→ **What is required**:
Each line of the data that includes the string "replicate" is to be copied out.

(Records from a data collection)
Segment Open
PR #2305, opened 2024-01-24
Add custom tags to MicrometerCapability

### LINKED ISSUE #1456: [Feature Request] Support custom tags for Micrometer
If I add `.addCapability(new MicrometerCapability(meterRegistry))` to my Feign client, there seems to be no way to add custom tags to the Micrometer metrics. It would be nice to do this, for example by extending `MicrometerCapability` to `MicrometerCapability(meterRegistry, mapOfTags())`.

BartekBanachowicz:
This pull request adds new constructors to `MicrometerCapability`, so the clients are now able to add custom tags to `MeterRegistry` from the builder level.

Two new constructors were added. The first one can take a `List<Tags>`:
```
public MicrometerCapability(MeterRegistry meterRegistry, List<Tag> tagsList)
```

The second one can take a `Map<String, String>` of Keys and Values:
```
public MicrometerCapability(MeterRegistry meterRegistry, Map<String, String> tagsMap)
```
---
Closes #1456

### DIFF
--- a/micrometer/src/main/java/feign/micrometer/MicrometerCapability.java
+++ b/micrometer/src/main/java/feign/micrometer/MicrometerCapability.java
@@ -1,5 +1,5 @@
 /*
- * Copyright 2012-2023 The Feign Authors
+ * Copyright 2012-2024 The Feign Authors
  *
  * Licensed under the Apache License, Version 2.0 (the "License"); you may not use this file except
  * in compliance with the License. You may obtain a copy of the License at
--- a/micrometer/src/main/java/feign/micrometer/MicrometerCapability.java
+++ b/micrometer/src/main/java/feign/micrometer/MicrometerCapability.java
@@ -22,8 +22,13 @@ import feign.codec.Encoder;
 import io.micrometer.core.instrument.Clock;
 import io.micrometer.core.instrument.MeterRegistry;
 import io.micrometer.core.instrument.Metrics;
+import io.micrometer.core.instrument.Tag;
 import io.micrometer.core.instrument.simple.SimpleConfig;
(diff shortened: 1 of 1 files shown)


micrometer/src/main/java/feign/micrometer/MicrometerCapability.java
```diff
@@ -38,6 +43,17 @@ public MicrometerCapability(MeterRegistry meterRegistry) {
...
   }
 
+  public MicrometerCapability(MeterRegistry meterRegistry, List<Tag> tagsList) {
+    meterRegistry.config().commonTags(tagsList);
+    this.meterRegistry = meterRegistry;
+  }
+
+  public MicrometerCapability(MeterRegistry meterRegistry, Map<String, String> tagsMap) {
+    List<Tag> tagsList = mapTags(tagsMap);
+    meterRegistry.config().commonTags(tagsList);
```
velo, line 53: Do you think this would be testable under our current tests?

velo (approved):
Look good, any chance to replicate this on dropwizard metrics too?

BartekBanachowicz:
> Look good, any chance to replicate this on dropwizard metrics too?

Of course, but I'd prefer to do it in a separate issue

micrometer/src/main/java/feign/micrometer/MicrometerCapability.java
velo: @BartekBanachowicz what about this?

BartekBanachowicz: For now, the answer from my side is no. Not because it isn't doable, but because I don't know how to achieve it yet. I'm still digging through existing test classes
Segment Closed
→ **Problem solution**:
Look good, any chance to replicate this on dropwizard metrics too?
> Look good, any chance to replicate this on dropwizard metrics too?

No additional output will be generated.